Overlooked features of Windows CE services.exe
The main job of services.exe on Windows CE is to host service DLLs and provide a nice interprocess communication mechanism between them and applications. To a large extent it's very much like device.exe and in fact we've tried to make it easy to move dlls back and forth between them.
There are 3 services/networking/COM type features that are specific to services.exe since we think that they reflect what people are doing in services and make their lives easier.
Super services -- services.exe can be configured to listen on a TCP port or ports, IPV4+V6, for incoming network connections. This allows it to spin up one thread for all listening sockets in a process rather than having each process spin up its own thread.
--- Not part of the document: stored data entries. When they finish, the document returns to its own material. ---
PR #12147, opened 2025-10-07
HIP-1299 Replace account_id if present in node.account_id in gRPC API

### LINKED ISSUE #12095: HIP-1299 Update getNodes gRPC API
### Problem

As a node operator, I'd like to be able to update my node account ID and have that change propagate to mirror nodes and users of the SDKs.

### Solution

* Update gRPC API `getNetworkNodes` APIs to return `node.accountId` if not null, otherwise use `addressBookEntry.nodeAccountId`

### Alternatives

_No response_

martingeorgiev1:
**Description**:
 Update the getNodes gRPC API implementation by replacing the `account_id `when present in the `node entity`, use cache, and add tests.

* Add config property
* Add unit tests
* Add caching

**Related issue(s)**:

Fixes #12095

**Notes for reviewer**:

**Checklist**
- [X] Documented (Code comments, README)
- [X] Confirm that the getNodes API correctly prioritizes node.account_id when available
- [X] Verify caching layer behavior and cache invalidation logic
- [X] All new tests are passing locally (spotlessApply, gradlew build, etc.)

### DIFF
--- a/grpc/src/test/java/org/hiero/mirror/grpc/service/NetworkServiceTest.java
+++ b/grpc/src/test/java/org/hiero/mirror/grpc/service/NetworkServiceTest.java
@@ -246,8 +246,8 @@ class NetworkServiceTest extends GrpcIntegrationTest {
         var addressBook = addressBook();
         var addressBookEntry1 = addressBookEntry();
         var addressBookEntry2 = addressBookEntry();
-        var node1AccountId = EntityId.of(0L, 0L, 1000L);
-        var node2AccountId = EntityId.of(0L, 0L, 1001L);
+        var node1AccountId = domainBuilder.entityId();
+        var node2AccountId = domainBuilder.entityId();
         createNode(addressBookEntry1.getNodeId(), node1AccountId);
         createNode(addressBookEntry2.getNodeId(), node2AccountId);
         var filter = AddressBookFilter.builder().fileId(addressBook.getFileId()).build();
--- a/docs/configuration.md
+++ b/docs/configuration.md
@@ -378,7 +378,7 @@ value, it is recommended to only populate overridden properties in the custom `a
 
 | Name                                                       | Default          | Description                                                                                               |
 | ---------------------------------------------------------- | ---------------- | --------------------------------------------------------------------------------------------------------- |
-| `hiero.mirror.grpc.addressbook.cacheExpiry`                | 5s               | The amount of time to cache address book entries                                                          |
+| `hiero.mirror.grpc.addressbook.cacheExpiry`                | 2s               | The amount of time to cache address book entries                                                          |
 | `hiero.mirror.grpc.addressbook.cacheSize`                  | 50               | The maximum number of address book pages to cache                                                         |
 | `hiero.mirror.grpc.addressbook.maxPageDelay`               | 250ms            | The maximum amount of time to sleep between paging for address book entries                               |
 | `hiero.mirror.grpc.addressbook.minPageDelay`               | 100ms            | The minimum amount of time to sleep between paging for address book entries                               |


grpc/src/main/java/org/hiero/mirror/grpc/service/NetworkServiceImpl.java
```diff
@@ -87,7 +89,14 @@ private Flux<AddressBookEntry> page(AddressBookContext context) {
                     addressBookTimestamp, nextNodeId, pageSize);
             var endpoints = new AtomicInteger(0);
 
+            Map<Long, EntityId> accountIdMap = nodeRepository.findNodesWithAccountIdsMap();
+
             nodes.forEach(node -> {
+                EntityId accountId = accountIdMap.get(node.getNodeId());
+                if (accountId != null && !EntityId.isEmpty(accountId)) {
```
IvanKavaldzhiev: I think this duplicates the logic inside NodeRepository. No null or empty accountIds should be present.

martingeorgiev1: True, but we are iterating the nodes from the addressBookEntry, and then checking if they are present in the `accountIdMap`, so they can be null. It is true the `isEmpty ` check is redundant here, so I will remove it.

grpc/src/main/java/org/hiero/mirror/grpc/repository/NodeRepository.java
```diff
@@ -0,0 +1,35 @@
...
+public interface NodeRepository extends CrudRepository<Node, Long> {
+
+    @Query(value = "select * from node where deleted is false and account_id is not null", nativeQuery = true)
+    Iterable<Node> findNodesWithAccountIds();
+
+    @Cacheable(
+            cacheManager = NODE_ACCOUNT_CACHE,
+            cacheNames = CACHE_NAME,
+            unless = "#result == null or #result.isEmpty()")
+    default Map<Long, EntityId> findNodesWithAccountIdsMap() {
```
bilyana-gospodinova: I think the `@Cacheable` annotation can be moved to `findNodesWithAccountIds()` and this method can be removed as `findNodesWithAccountIds()` already returns only non-null account ids.

grpc/src/main/java/org/hiero/mirror/grpc/service/NetworkServiceImpl.java
```diff
@@ -87,7 +89,14 @@ private Flux<AddressBookEntry> page(AddressBookContext context) {
                     addressBookTimestamp, nextNodeId, pageSize);
             var endpoints = new AtomicInteger(0);
 
+            Map<Long, EntityId> accountIdMap = nodeRepository.findNodesWithAccountIdsMap();
```
bilyana-gospodinova: nit: `Map<Long, EntityId>` can be a var to match the rest of the code.

grpc/src/main/java/org/hiero/mirror/grpc/service/AddressBookProperties.java
```diff
@@ -29,6 +29,11 @@ public class AddressBookProperties {
     @Min(0)
     private long nodeStakeCacheSize = 5L;
 
+    private Duration nodeAccountCacheExpiry = Duration.ofSeconds(2);
```
bilyana-gospodinova: I think there should be a `@NotNull` annotation here as the other similar properties.

grpc/src/main/java/org/hiero/mirror/grpc/service/AddressBookProperties.java
```diff
@@ -29,6 +29,11 @@ public class AddressBookProperties {
...
+
+    @Min(0)
+    private long nodeAccountCacheSize = 5L;
```
bilyana-gospodinova: I think the value should be bigger - at least `addressBookProperties.getPageSize()` (which by default is 10) as otherwise to return a list of (page size) the node account cache will be overwritten twice and it will not be effective.

grpc/src/main/java/org/hiero/mirror/grpc/repository/NodeRepository.java
martingeorgiev1: I can remove the checks in `findNodesWithAccountIdsMap`  and also make it in foreach so it can be inline.
I kinda want to cache only a map with the nodeId and accountId, instead of list of  node entities and then to iterate them on each addressBookEntity, to find the corresponding node. I can move the forEach and map populating inside the service but caching the list of entities will take more space and will be slower for lookup.

grpc/src/main/java/org/hiero/mirror/grpc/service/AddressBookProperties.java
IvanKavaldzhiev: Currently we have around 30ish consensus validators, so I suggest to set the property to 30 or 35.

grpc/src/main/java/org/hiero/mirror/grpc/repository/AddressBookEntryRepository.java
```diff
@@ -18,8 +18,27 @@ public interface AddressBookEntryRepository extends CrudRepository<AddressBookEn
...
+                    """
+        select abe.consensus_timestamp,
+               abe.description,
+               abe.memo,
+               abe.node_id,
+               abe.node_cert_hash,
+               abe.public_key,
+               abe.stake,
+               case
+                   when n.account_id is not null and (n.deleted is null or n.deleted = false)
```
steven-sheehy: We don't need to check deleted status. Can remove and just do a simple `coalesce(n.account_id, abe.node_account_id)`

grpc/src/main/java/org/hiero/mirror/grpc/repository/AddressBookEntryRepository.java
```diff
@@ -18,8 +18,27 @@ public interface AddressBookEntryRepository extends CrudRepository<AddressBookEn
             cacheNames = CACHE_NAME,
```
steven-sheehy, line 18: The cache expiry is 60s. This means at worst case it could take up to 119s for a client to be made aware of a node account id change. We should probably adjust this down to 2s for now.

grpc/src/main/java/org/hiero/mirror/grpc/repository/AddressBookEntryRepository.java
steven-sheehy, line 1: This doesn't solve the problem we discussed on standup where it doesn't cache the calls to get latest stake and address book timestamps. Let's keep this ticket as is but open another ticket to rework things in a future sprint to change network service to only use a single paginated query that queries all tables that we cache for 2s.

grpc/src/main/java/org/hiero/mirror/grpc/service/AddressBookProperties.java
```diff
@@ -17,7 +17,7 @@ public class AddressBookProperties {
 
     @DurationMin(millis = 500L)
     @NotNull
-    private Duration cacheExpiry = Duration.ofSeconds(60);
+    private Duration cacheExpiry = Duration.ofSeconds(2);
```
steven-sheehy, line 20: Need to also update docs/configuration.md

grpc/src/test/java/org/hiero/mirror/grpc/service/NetworkServiceTest.java
```diff
@@ -240,4 +240,53 @@ private void nodeStake(long nodeId, long stake) {
...
                 .persist();
     }
+
+    @Test
+    void overrideNodeAccountIdWhenPresent() {
+        var addressBook = addressBook();
+        var addressBookEntry1 = addressBookEntry();
+        var addressBookEntry2 = addressBookEntry();
+        var node1AccountId = EntityId.of(0L, 0L, 1000L);
+        var node2AccountId = EntityId.of(0L, 0L, 1001L);
```
steven-sheehy: This will fail with non-zero realm test in CI. Need to use `domainBuilder.entityId()`

grpc/src/main/java/org/hiero/mirror/grpc/repository/AddressBookEntryRepository.java
steven-sheehy: Don't forget to open the ticket.

steven-sheehy: #12234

https://msdn.microsoft.com/library/en-us/wcecomm5/html/wce50conSuperServices.asp?frame=true
Local Address Change Notification -- If your service needs to take some special action when the CE device's IP address becomes available or unavailable, rather than spinning up a worker thread to listen for the various events it can instead rely upon the IOCTL_SERVICE_NOTIFY_ADDR_CHANGE. Services.exe already spins up a thread to detect IP addr notifications and automatically calls your service with this IOCTL when such a change occurs.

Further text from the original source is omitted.